I returned to “Anna Karénine.” “I must buy a desk,” I thought, “or some kind of box I can lock up.” Presently little Alice began again. “I’ve got a secret.”
I had lugubrious forebodings in regard to this secret. “Have you?” I answered dismally.
“Don’t take any soup to-day,” the child said, softly.
I laid down my book. There was something arresting about this injunction, something even startling. I looked into the strange dark eyes that seemed almost to fill the small elf-like face, and I knew that a confidence of a highly unpleasant character was imminent.
“I put a dead mouse into the soup,” little Alice whispered.
“Oh;” I exclaimed feebly. I felt inclined to put her down very abruptly from my knee, and it was with difficulty that I controlled this impulse. “What made you do such a thing? Now it will all be wasted.”

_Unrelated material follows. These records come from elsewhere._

PR #5017, opened 2018-08-31
Update task.update_state to accept variadic kwargs

chdsbd:
## Description

This change enables passing extra fields through task.update_state to the database backend.

In my case, I have a database backend where I allow specifying the database connection for updating a task. Currently, I need to monkey patch this task method to enable passing this kwarg to the backend store_result method. With this change, extra fields can be automatically passed to the database backend.

The backend [store_result](https://github.com/celery/celery/blob/1afaa7b0498201b670f7cbf79643e178b03f83eb/celery/backends/base.py#L317)  method already passes kwargs through, so this change will match up with that existing functionality.


chdsbd:
@auvipy I added an arbitrary kwarg to an existing test case, which verifies this change works.

chdsbd:
I'm not sure why CI is failing.

auvipy:
i have restarted the build and reverted a merged pr which might causing the build error

chdsbd:
I merged in master and fixed some linting issues. I'm not sure why the build is failing, but I think it's unrelated to this change.

thedrow:
Build failures are indeed unrelated.
Thank you for your contribution!

PR #5044, opened 2018-09-10
Gracefully handles consumer decode error

sklarsa:
## Description

Gracefully handles a decode error on the consumer when deserializing a task using the v2 protocol.

If using the v2 protocol, and the consumer encounters an error when deserializing a message's body here https://github.com/celery/celery/blob/master/celery/worker/strategy.py#L136, kombu raises a DecodeError and the worker terminates.

This code block captures and handles the error (in the same way that DecodeErrors are handled in v1), allowing the worker to continue running if it encounters a message it can't serialize.

As it stands now, if the message is unable to be deserialized and the connection drops, it is actually placed back on the queue, at least in our configuration using RabbitMQ and ACKS_LATE.  This is extremely dangerous since one bad message can effectively take down an entire cluster of workers as they continue to fail to deserialize the message and shut down as RabbitMQ places the poisoned message back on the queue for another worker to retrieve.

### DIFF
--- a/celery/worker/consumer/consumer.py
+++ b/celery/worker/consumer/consumer.py
@@ -16,6 +16,7 @@ from time import sleep
 from billiard.common import restart_state
 from billiard.exceptions import RestartFreqExceeded
 from kombu.asynchronous.semaphore import DummyLock
+from kombu.exceptions import DecodeError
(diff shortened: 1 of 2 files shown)


auvipy:
I would request you to come up with another PR :) will discuss there further

PR #5054, opened 2018-09-17
Make task.acks_on_failure_or_timeout settable via settings

mariokostelac:
## Description
Turns out that task attributes are not really set from config unless
the attribute is set to `None` beforehand (or not set at all).

https://github.com/celery/celery/blob/a1fb557b6ecc494514e3480518be57b985d0927d/celery/app/task.py#L328-L330.

### DIFF
--- a/celery/app/defaults.py
+++ b/celery/app/defaults.py
@@ -222,6 +222,7 @@ NAMESPACES = Namespace(
     task=Namespace(
         __old__=OLD_NS,
         acks_late=Option(False, type='bool'),
+        acks_on_failure_or_timeout=Option(True, type='bool'),
         always_eager=Option(False, type='bool'),
         annotations=Option(type='any'),
         compression=Option(type='string', old={'celery_message_compression'}),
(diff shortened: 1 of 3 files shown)


mariokostelac:
@auvipy sure, no problem. Any chance I get a little bit of guidance on what kind of tests I should write here?

I've been looking into tests for default values, but haven't found similar stuff that I could look into.

mariokostelac:
As well, I'd appreciate some guidance on failing config test. I've added a section in docs, but not sure what else i have to do.

mariokostelac:
Found another interesting issue. Messages are not ack-ed, but worker stops draining other jobs after failed job.

auvipy:
thanks for digging it

mariokostelac:
I've spent a little bit more time and figured out I am a little bit out of depth here to just hack it in.

Since the flag I've introduced (`acks_on_failure_or_timeout`) is not performing as expected and possibly is very dangerous, I think we should revert the original change to avoid bugs.

I'd be interesting talking to somebody who implemented the same thing for other transport supporting dead letter queues. Developers docs could be good as well.

thedrow:
So this is already implemented in master.
I'm sorry I missed it.

@mariokostelac If you'd like to adjust the documentation to specifically mention SQS, please do so [here](https://github.com/celery/celery/blob/master/docs/getting-started/brokers/sqs.rst).

If not, let's open an issue about that so one of us won't forget to do so.

Thank you for your contribution anyway.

“Nobody knows about it,” the child continued artlessly, rubbing her cheek against mine. “Once I put something in before, when people were coming for dinner. It was fun to watch them all looking so stiff and solemn, and eating away, and not knowing what was there all the time. I laughed so much that ma sent me out of the room. But I wouldn’t do that with you, because I love you.”
Her strange little face turned to mine, and her eyes were fixed on me. She must have seen the disgust I felt, for she began to tremble and her eyes filled with tears. Then she hid her face against my shoulder and clung to me. I was frightened to scold her. Even without my having said anything she seemed to shrivel up like some bruised and broken plant. I patted her head gently, and at once she brightened. She got down from my knee and began to dance about the floor.

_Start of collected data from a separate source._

PR #5063, opened 2018-09-20
require django 1.11 LTS for celery 4.3

auvipy:
update minimal django version to django 1.11 for celery 4.3

### DIFF
--- a/celery/fixups/django.py
+++ b/celery/fixups/django.py
@@ -30,8 +30,8 @@ def _maybe_close_fd(fh):
 
 
 def _verify_django_version(django):
-    if django.VERSION < (1, 8):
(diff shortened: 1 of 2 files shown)


thedrow:
What's the motivation behind this change?

auvipy:
Only support the supported versions of django and this change will affect only 4.3.x release of celery, when django 1.11 wil be the last supported LTS. moreover django-celery-beats and django-celery-results will also drop django versions less than 1.11 in the next release.

gregflynn:
As a user not on Django 1.11 yet, this change made me sad today.

thedrow:
You have to understand, we can't keep supporting versions which have reached EOL.
There are too many dependencies & versions in Celery as it is so we strive to keep the maintenance overhead as small as possible.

Meanwhile I was left with the problem of the soup. If the soup were strained the mouse, I supposed, would be discovered; but if it were, as it was practically certain to be, simply turned out into a tureen, the revelation might come too late. On the other hand, were I to turn informer, little Alice would most surely be whipped, and, whether she deserved it or not, the idea of that was as revolting to me as would be the ill-treatment of a sick monkey. There was a young girl in the kitchen who looked after the rougher work, and I thought of explaining the matter to her, after swearing her to secrecy, but before I had made up my mind I heard the others downstairs.

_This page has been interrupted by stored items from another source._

PR #5065, opened 2018-09-21
Don't use mutable arguments for ScheduleEntry initializer

bjackson:

## Description
When setting the `kwargs` argument for a ScheduleEntry, the `kwargs` argument is declared as `kwargs={}`. This is a mutable function argument, and causes `kwargs` to accumulate and be used for each additional entry. This PR fixes that. Same thing happens with the `options` argument.


georgepsarakis:
@auvipy I don't think that specific tests are required here. Also, I restarted a failed build in Travis.

PR #7690, opened 2022-08-06
Replace all `Lock` to `RLock`(Fixes #7686)

### LINKED ISSUE #7686: Deadlock

954-Ivory:
## Description
Try to fixed most of deadlock.
Replace all `Lock` to `RLock`(Fixes #7686).

### DIFF
--- a/celery/events/dispatcher.py
+++ b/celery/events/dispatcher.py
@@ -68,7 +68,7 @@ class EventDispatcher:
         self.buffer_limit = buffer_limit
         self.on_send_buffered = on_send_buffered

They had evidently got back from church, and now I didn’t know what to do. Uncle George, preceded by Gordon and Thomas in their green plush suits, came into the parlour. Uncle George began to warm himself before the gas-stove. “You should have come out this morning, Peter,” he said, in his gentle voice. “You missed a treat.”
I listened to his comments on the sermon, feeling all the time most uncomfortable. Gordon and Thomas tried to climb about my chair, but I kept them off with a firm hand. The parlour door was open, probably the kitchen door too, for all at once there came a scream from that department, not very loud, yet distinctly audible. I glanced at Alice. The others hadn’t heard it. Uncle George was still in the midst of his mild enthusiasm, and Gordon and Thomas, flattening their little round red noses with a finger, were practising squinting with remarkable success. Alice had become perfectly still, her big black eyes fixed on mine: and, as for me, I knew the mouse had been discovered and felt vastly relieved. Conceive of my amazement, therefore, when the soup after all appeared at table. Alice and I did not take any, and Aunt Margaret did not either, so that there was enough left to do Monday’s dinner; but of the mouse I never heard again.